*** Record set Section Begins ***

PR #145, opened 2020-01-20
DEX-536 Own force stop application

DenisSerebryansky:
* DEX related stop reasons introduced
 * systemd.service contains corrected RestartPreventExitStatus

### DIFF
--- a/dex/src/main/scala/com/wavesplatform/dex/util/ApplicationStopReason.scala
+++ b/dex/src/main/scala/com/wavesplatform/dex/util/ApplicationStopReason.scala
@@ -1,10 +1,7 @@
 package com.wavesplatform.dex.util
 
 sealed abstract class ApplicationStopReason(val code: Int)
-case object Default                  extends ApplicationStopReason(1)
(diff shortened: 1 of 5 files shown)


dex/src/main/scala/com/wavesplatform/dex/util/ApplicationStopReason.scala
```diff
@@ -1,10 +1,7 @@
...
 
 sealed abstract class ApplicationStopReason(val code: Int)
-case object Default                  extends ApplicationStopReason(1)
-case object ErrorStartingMatcher     extends ApplicationStopReason(10)
-case object UnsupportedFeature       extends ApplicationStopReason(38)
-case object PasswordNotSpecified     extends ApplicationStopReason(61)
-case object BaseTargetReachedMaximum extends ApplicationStopReason(72)
-case object FatalDBError             extends ApplicationStopReason(74)
-case object InvalidApiKey            extends ApplicationStopReason(128)
+case object StartingMatcherError    extends ApplicationStopReason(10)
```
vsuharnikov: Could you add where these error codes from?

*** Record set Section Ends ***

▸ **Work item**:
Report how many lines of the records hold the word "util", and supply no other text.

▸ **Output of the task**:
4